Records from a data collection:
BEGIN
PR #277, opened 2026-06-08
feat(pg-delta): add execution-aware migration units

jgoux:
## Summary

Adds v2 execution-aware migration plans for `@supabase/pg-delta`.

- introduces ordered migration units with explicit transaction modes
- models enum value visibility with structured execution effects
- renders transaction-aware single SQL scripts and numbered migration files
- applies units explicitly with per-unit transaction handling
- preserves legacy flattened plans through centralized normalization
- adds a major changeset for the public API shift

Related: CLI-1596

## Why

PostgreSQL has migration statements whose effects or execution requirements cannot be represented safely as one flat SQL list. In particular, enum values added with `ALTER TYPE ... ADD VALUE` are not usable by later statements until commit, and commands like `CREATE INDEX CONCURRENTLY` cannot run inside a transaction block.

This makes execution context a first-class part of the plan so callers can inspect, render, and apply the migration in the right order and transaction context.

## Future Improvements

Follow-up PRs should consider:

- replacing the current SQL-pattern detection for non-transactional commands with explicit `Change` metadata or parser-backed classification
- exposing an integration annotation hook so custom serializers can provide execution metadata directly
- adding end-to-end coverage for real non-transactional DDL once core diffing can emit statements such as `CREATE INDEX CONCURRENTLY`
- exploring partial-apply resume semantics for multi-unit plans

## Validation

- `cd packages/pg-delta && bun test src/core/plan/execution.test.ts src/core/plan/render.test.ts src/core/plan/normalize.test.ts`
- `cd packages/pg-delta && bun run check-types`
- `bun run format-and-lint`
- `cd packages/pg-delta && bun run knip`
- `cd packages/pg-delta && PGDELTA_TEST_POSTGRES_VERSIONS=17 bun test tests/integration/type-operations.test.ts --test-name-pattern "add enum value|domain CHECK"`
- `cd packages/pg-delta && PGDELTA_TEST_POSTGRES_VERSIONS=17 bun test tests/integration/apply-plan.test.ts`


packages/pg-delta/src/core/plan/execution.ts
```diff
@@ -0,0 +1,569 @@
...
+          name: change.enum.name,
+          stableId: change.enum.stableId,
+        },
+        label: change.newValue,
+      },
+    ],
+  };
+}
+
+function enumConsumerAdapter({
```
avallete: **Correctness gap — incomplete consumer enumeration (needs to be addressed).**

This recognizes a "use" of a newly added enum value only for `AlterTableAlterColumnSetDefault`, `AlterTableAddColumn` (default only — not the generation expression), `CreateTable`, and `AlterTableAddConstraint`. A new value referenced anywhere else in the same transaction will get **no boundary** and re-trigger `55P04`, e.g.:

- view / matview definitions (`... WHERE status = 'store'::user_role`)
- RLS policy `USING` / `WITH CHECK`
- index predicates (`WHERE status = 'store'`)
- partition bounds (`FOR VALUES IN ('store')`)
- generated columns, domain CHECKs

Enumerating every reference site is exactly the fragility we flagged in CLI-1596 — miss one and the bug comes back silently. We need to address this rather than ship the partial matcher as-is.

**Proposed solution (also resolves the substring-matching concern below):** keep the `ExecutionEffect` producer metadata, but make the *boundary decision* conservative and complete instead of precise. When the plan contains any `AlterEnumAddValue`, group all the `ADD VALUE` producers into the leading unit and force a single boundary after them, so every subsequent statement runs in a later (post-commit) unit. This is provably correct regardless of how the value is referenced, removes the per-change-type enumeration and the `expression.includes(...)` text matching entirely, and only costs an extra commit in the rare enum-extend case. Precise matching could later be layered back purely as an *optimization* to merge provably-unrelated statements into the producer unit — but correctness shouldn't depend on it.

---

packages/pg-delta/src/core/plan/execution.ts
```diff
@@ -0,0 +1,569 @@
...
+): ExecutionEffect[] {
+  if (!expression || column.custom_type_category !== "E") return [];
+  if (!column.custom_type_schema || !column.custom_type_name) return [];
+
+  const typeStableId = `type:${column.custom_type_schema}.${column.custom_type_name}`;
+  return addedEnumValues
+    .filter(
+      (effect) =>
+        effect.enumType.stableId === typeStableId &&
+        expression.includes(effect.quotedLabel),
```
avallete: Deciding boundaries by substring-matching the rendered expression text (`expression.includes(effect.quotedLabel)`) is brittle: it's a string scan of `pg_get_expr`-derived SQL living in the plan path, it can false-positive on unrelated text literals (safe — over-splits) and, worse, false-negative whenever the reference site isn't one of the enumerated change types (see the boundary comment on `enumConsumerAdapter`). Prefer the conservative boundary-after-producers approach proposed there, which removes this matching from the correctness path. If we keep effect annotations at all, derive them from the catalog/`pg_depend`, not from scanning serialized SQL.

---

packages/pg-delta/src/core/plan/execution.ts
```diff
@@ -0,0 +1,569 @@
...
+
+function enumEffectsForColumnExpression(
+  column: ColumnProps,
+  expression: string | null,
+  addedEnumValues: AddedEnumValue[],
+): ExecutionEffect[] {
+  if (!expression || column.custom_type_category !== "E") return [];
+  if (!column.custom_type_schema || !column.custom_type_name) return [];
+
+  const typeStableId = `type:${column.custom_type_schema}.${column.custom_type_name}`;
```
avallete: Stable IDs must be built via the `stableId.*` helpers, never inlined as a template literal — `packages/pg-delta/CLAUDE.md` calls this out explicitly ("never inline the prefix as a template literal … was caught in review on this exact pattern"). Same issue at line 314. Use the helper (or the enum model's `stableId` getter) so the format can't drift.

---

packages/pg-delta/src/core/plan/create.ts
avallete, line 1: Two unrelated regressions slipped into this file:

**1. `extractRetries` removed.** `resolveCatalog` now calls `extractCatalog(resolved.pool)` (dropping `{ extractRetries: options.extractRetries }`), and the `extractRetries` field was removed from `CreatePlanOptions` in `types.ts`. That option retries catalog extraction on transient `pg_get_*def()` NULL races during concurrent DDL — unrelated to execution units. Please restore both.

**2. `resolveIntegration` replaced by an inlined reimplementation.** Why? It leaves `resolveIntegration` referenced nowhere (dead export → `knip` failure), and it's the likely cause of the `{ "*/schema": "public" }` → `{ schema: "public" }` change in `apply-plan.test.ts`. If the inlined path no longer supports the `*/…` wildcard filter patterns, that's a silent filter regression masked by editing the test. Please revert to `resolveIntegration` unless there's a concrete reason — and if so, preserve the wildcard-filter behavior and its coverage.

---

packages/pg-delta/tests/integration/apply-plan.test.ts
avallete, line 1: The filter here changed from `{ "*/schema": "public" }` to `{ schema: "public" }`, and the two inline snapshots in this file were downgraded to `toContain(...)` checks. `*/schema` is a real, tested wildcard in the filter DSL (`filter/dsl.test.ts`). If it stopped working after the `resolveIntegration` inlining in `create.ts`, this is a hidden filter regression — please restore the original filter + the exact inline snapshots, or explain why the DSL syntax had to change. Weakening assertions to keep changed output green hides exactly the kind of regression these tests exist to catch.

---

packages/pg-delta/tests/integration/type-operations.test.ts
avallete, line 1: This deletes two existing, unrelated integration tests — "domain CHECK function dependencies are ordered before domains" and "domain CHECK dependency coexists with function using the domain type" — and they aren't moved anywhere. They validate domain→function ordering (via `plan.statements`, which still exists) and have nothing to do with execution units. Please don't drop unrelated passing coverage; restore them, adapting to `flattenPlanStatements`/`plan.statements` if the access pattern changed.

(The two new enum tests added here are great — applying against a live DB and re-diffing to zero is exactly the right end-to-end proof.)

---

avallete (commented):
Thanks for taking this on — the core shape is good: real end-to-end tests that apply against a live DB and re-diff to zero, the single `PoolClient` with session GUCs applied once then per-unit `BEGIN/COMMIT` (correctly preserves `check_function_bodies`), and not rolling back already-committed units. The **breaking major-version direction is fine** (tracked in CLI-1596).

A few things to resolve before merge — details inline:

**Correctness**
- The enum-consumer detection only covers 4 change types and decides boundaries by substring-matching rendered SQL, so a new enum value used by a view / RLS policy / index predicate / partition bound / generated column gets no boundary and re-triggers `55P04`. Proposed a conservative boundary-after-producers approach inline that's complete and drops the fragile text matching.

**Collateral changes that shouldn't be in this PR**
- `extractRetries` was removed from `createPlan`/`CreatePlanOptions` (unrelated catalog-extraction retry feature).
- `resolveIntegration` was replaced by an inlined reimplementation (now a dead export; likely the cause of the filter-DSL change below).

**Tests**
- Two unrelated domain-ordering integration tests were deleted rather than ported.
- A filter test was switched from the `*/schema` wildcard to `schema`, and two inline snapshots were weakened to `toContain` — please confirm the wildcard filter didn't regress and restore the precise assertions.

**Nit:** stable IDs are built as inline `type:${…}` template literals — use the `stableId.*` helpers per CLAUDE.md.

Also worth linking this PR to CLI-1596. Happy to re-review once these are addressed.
END
Exercise description: Search the entries for the word "status". Copy every line where it occurs.

Task output:
- view / matview definitions (`... WHERE status = 'store'::user_role`)
- index predicates (`WHERE status = 'store'`)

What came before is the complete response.